**Required action**
Search the data below, and report every line in which "github" occurs.

══ Input records ══

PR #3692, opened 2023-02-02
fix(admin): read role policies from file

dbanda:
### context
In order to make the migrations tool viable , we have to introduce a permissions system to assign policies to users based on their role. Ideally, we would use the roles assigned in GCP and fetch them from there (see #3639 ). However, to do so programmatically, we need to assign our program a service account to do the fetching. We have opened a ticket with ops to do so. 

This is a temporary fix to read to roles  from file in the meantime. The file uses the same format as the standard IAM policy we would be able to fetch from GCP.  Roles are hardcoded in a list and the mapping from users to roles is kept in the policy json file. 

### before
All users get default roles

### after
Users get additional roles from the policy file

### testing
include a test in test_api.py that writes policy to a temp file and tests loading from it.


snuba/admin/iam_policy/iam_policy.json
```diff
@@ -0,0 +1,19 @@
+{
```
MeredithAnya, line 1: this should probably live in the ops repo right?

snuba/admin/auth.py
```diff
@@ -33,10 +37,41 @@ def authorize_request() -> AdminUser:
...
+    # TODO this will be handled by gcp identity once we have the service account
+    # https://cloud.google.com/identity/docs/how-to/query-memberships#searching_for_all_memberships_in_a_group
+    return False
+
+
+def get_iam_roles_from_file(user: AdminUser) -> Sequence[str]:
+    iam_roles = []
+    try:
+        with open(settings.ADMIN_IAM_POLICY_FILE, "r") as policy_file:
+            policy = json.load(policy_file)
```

═══
══ Input records ══

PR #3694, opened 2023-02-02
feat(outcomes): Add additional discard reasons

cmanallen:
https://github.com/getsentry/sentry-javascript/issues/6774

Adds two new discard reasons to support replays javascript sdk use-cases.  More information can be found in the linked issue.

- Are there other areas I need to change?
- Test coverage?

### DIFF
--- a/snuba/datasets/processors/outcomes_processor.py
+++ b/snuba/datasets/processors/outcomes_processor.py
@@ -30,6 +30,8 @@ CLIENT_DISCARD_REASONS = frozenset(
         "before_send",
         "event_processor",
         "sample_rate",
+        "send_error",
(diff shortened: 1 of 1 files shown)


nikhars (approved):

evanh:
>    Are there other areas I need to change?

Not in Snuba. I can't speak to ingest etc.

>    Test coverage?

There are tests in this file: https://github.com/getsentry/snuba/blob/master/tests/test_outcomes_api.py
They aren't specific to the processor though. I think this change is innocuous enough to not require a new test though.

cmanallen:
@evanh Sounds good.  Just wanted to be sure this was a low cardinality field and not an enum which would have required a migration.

═══
══ Input records ══

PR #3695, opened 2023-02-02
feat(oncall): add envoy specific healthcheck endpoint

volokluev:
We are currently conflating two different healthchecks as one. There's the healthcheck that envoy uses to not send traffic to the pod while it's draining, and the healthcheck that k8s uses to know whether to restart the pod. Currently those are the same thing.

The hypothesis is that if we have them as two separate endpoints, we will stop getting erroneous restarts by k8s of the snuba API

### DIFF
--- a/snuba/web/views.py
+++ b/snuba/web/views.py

═══

**Reply**
https://github.com/getsentry/sentry-javascript/issues/6774
There are tests in this file: https://github.com/getsentry/snuba/blob/master/tests/test_outcomes_api.py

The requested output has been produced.